BEGIN RECORDS FOR THE TASK

PR #283, opened 2017-02-09
Fixes #18318 - Add command to clone user role

xprazak2:
Needs [new endpoint](https://github.com/theforeman/foreman/pull/4267) to work


tstrachota:
```
hammer role clone -h
Usage:
    hammer role clone [OPTIONS]

Options:
 --id ID                        
 --name NAME                   User role name
 -h, --help                    print help
```
There's no option for passing the new name (`--name` is be used as current role's identifier). Inheriting from `HammerCLIForeman::UpdateCommand` should add option `--new-name` and make the command working as expected.

tstrachota:
BTW it's a different story, but when one tries to execute the command against foreman without the required patch it correctly fails with:
```
Could not clone the user role:
  Error: The server does not support such operation.
```
But help isn't very useful in this case:
```
hammer role clone -h
Usage:
    hammer role clone [OPTIONS]

Options:
 -h, --help                    print help
```
I think we should rather display something like:

```
hammer role clone -h
Usage:
    hammer role clone [OPTIONS]

Unfortunately the server does not support such operation.
```
I'll create a separate issue for that. It should be fixed in the core anyway.

tstrachota:
@xprazak2 could you please add some simple functional tests for the command?

tstrachota:
FYI http://projects.theforeman.org/issues/18532

xprazak2:
`CloneCommand` inherits from `UpdateCommand` now and has the `--new-name` option, I also added functional tests.

test/functional/role_test.rb
```diff
@@ -0,0 +1,72 @@
...
+      params = ['--name=old', '--new-name=zzz']
+
+      api_expects(:roles, :index, 'Attempt find role') do |par|
+        par[:search] == 'name = "old"'
+      end.returns(
+        index_response(
+          [{
+              'name' => 'old',
+              'id' => 1
+          }]))
```
tstrachota: Not a big deal but note that you can also use
```ruby
api_expects_search(:roles, { :name => 'old' }).returns(...)
```
here.

tstrachota: Or
```ruby
api_expects_search(:roles, { :name => 'old' },  'Attempt find role').returns(...)
```
if you want to have the message there.

test/functional/role_test.rb
```diff
@@ -0,0 +1,72 @@
...
+      result = run_cmd(@cmd + params)
+
+      assert_cmd(expected_result, result)
+    end
+
+    it 'should clone a role by id' do
+      params = ['--id=1', '--new-name=zzz']
+
+      api_expects(:roles, :clone, 'Clone role') do |par|
+        par['id'] == '1' && par['new_name'] == 'zzz'
```
tstrachota: I noticed that the apidoc exported for the tests is different from what's currently in https://github.com/theforeman/foreman/pull/4267 The server side parameter is just `name`, not `new_name`.

From the tests:
```
[3] pry(#<HammerCLIForeman::Role::CloneCommand>)> resource.action(:clone).params
=> [<Param *id (String)>, <Param *new_name (String)>]
```

We should update the api export and test `par['name'] == 'zzz'` here.

tstrachota:
@xprazak2 thanks for the changes, it looks good now. Only the tests need updated api export.

test/functional/role_test.rb
xprazak2: I think we are good here, the api export is already updated, I just did not push the new version of api to [theforeman/foreman#4267](https://github.com/theforeman/foreman/pull/4267) for some reason - fixed now. The test works as expected, role should be cloned when `--id` and `--new-name` are supplied, where `new-name` is a [name of the role that is being created](https://github.com/theforeman/hammer-cli-foreman/pull/283#issuecomment-280292557).

ares: the API PR uses `name`, added a comment there

tstrachota: I see, thanks for explanation @xprazak2. LGTM now but I'll hold on with merging this PR until the API counterpart is merged. Just to be sure there are no more changes.

ares: API PR has been merged

test/functional/role_test.rb
```diff
@@ -0,0 +1,72 @@
...
+      result = run_cmd(@cmd + params)
+      assert_cmd(success_result("User role cloned\n"), result)
+    end
+
+    it 'should clone a role by name' do
+      params = ['--name=old', '--new-name=zzz']
+
+      api_expects_search(:roles, { :name => 'old' }, 'Attempt find role') do |par|
+        par[:search] == 'name = "old"'
+      end.returns(
```
tstrachota: The block is redundant here. `api_expects_search` sets the same expectation, even with better error reporting.

test/functional/role_test.rb
tstrachota: I do think this expectation is wrong. Tests fail for me with apidoc export from latest master (with the api counterpart merged). Please make sure the PR contains latest apidoc export.
```
  1) Failure:
role::clone#test_0003_should clone a role by id [/usr/local/rvm/gems/ruby-2.3.0/gems/apipie-bindings-0.0.19/lib/apipie_bindings/api.rb:174]:
unexpected invocation: #<AnyInstance:ApipieBindings::API>.call_action(<Action roles:clone>, {'id' => '1', 'role' => {'name' => 'zzz'}, 'name' => 'zzz'}, {}, {:fake_response => nil})
unsatisfied expectations:
- expected exactly once, not yet invoked: Clone role
  #<AnyInstance:ApipieBindings::API>.call_action(:roles, :clone, &block)

  2) Failure:
role::clone#test_0004_should clone a role by name [/usr/local/rvm/gems/ruby-2.3.0/gems/apipie-bindings-0.0.19/lib/apipie_bindings/api.rb:174]:
unexpected invocation: #<AnyInstance:ApipieBindings::API>.call_action(<Action roles:clone>, {'id' => 1, 'role' => {'name' => 'zzz'}, 'name' => 'zzz'}, {}, {:fake_response => nil})
unsatisfied expectations:
- expected exactly once, not yet invoked: Clone role
  #<AnyInstance:ApipieBindings::API>.call_action(:roles, :clone, &block)
satisfied expectations:
- expected exactly once, invoked once: Attempt find role
  #<AnyInstance:ApipieBindings::API>.call_action(:roles, :index, &block)
```

One more note, not important one, just FYI:
The block param matchers can now be replaced with `.with_params`. The advantage is getting much better error report (diff of params) when the expectation fails. See [testing api expectations docs](https://github.com/theforeman/hammer-cli-foreman/blob/master/doc/testing.md#available-helper-functions) for more details.

lib/hammer_cli_foreman/role.rb
```diff
@@ -71,6 +71,23 @@ class UpdateCommand < HammerCLIForeman::UpdateCommand
       build_options
     end
 
+    class CloneCommand < HammerCLIForeman::UpdateCommand
+      action :clone
+
+      def self.command_name(name = "clone")
```
tstrachota: In this case, it can be shortened to just `command_name "clone"`. But this works too plus it can be overridden from subclasses so NP.

xprazak2:
I made changes on foreman side and this got outdated again 😢. I updated the api export, used `with_params` method instead of blocks and hopefully tests will turn green.

tstrachota:
:+1: looks good now, thanks @xprazak2 !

END RECORDS FOR THE TASK

TRY IT | Only the lines that contain the string "good" are to be copied from the records.

SOLVED EXERCISE |
@xprazak2 thanks for the changes, it looks good now. Only the tests need updated api export.
xprazak2: I think we are good here, the api export is already updated, I just did not push the new version of api to [theforeman/foreman#4267](https://github.com/theforeman/foreman/pull/4267) for some reason - fixed now. The test works as expected, role should be cloned when `--id` and `--new-name` are supplied, where `new-name` is a [name of the role that is being created](https://github.com/theforeman/hammer-cli-foreman/pull/283#issuecomment-280292557).
:+1: looks good now, thanks @xprazak2 !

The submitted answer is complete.